A ideia por trás do efeito solo foi reduzir o arrasto, a turbulência para quem tenta seguir o carro da frente – porque essa era a grande crítica: por conta das asas e apêndices, o ar sujo atrás impedia que um duelo maior, por conta da perda drástica de eficiência aerodinâmica. Neste ano, de fato, a nova concepção ajudou a minimizar, mas não completamente. Então, o DRS seguiu como um elemento importante na hora de superar um adversário.

“Acho que você pode seguir mais de perto, há menos efeito de arrasto também. Nós provavelmente dependemos mais do DRS do que no passado. A parte interessante seria tirar o DRS e ver como as corridas realmente seriam, se você conseguiria ultrapassar muito melhor do que no passado”, afirmou Sebastian Vettel.

“Sou um pouco cauteloso com o DRS, porque foi trazido como uma assistência para ajudar nas ultrapassagens, mas agora parece que é a única coisa que nos permite ultrapassar. Então, idealmente, temos um novo regulamento que nos permite acompanhar e competir sem o DRS. O DRS não está na categoria há 70 anos. Foi trazido há 10 anos para ajudar, como um experimento.”

“Ainda estamos no início do projeto. Definitivamente, você pode seguir mais de perto. Ultrapassar ainda é difícil, mas deve ser um esforço, e uma recompensa quando você consegue”, completou o tetracampeão.

Ainda assim, a temporada sofreu. Após o período de ‘aclimatação’, a Red Bull e Verstappen tomaram a frente e jamais estiveram sob ameaça. E apesar dos abandonos na fase inicial do campeonato, a equipe errou o acerto apenas em uma oportunidade: em São Paulo, nada funcionou para os taurinos, que se viram longe de qualquer briga por vitória.

O DRS seguiu ditando o jogo na F1 2022 (Foto: Xavi Bonilla)

No restante das etapas, Max fez parecer tudo muito fácil – em função, especialmente, de seu talento e da excelência dos energéticos. Só que, de modo geral, as provas seguiram muito previsíveis, mesmo com os diferentes pneus e condições adversas. Das 22 etapas do calendário, apenas duas se destacaram como realmente dentro daquilo que se imaginou para esse regulamento.

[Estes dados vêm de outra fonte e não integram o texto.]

PR #3649, opened 2026-09-10
docs(postgres): grant usage_readers membership WITH INHERIT TRUE

jezekra1:
## Why

Setting up the analytics consumer on a managed PostgreSQL 18 instance today, the runbook was followed as written: `usage_readers` created, `CONNECT` granted, `GRANT usage_readers TO usage_reader`. The api-server's reconcile then reported every `usage_src_*` passthrough readable for the group, and the consumer was still `permission denied for view usage_src_*` on all of them.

Na Inglaterra, apesar do susto com o acidente de Guanyu Zhou logo na largada, a corrida foi de tirar o fôlego – variação de estratégias, mais de uma equipe na briga pela vitória e disputas reais por posição. Já em São Paulo, a pista de Interlagos foi palco de uma prova emocionante, com disputas acirradas e equilíbrio de forças. O triunfo da Mercedes diz muito sobre tudo que aconteceu na Zona Sul da capital paulista no início de novembro.

Portanto, há potencial na adoção e no desenvolvimento do efeito solo, mas não será imediato. Como efeito de comparação, durante a Era Híbrida, a F1 até passou por mudanças aerodinâmicas, mas a esquadra chefiada por Toto Wolff sempre esteve na frente. A única derrota aconteceu somente no último ano das regras, depois de oito temporadas de domínio.